## EXERCISE
Give the number of lines in the records below that contain the word "kulikthebird", and nothing more.

## DATA FOR REVIEW
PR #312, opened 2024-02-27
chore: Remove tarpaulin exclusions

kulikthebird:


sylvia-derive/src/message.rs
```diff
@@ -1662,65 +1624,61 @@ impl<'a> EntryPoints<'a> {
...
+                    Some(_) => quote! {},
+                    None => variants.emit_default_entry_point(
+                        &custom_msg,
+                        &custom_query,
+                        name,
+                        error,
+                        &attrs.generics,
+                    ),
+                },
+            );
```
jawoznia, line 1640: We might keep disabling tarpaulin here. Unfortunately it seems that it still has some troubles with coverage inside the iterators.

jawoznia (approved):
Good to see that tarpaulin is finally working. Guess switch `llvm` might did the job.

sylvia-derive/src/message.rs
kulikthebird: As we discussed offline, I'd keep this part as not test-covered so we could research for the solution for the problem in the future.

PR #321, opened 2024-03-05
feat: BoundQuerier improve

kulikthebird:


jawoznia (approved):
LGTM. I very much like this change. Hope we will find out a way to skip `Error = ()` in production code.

==

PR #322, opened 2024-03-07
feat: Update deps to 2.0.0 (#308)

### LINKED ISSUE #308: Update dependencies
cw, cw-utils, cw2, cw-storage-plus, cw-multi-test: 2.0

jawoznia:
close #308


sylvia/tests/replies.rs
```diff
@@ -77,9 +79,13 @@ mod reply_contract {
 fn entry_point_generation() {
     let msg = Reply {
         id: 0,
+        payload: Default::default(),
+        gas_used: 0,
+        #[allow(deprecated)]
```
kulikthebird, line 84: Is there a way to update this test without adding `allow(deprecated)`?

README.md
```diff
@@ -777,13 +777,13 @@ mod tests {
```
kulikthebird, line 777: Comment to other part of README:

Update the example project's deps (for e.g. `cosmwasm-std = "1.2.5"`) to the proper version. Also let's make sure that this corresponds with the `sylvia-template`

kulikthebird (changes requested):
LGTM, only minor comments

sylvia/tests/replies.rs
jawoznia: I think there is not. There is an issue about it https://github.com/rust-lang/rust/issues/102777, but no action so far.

## EXERCISE ANSWER
6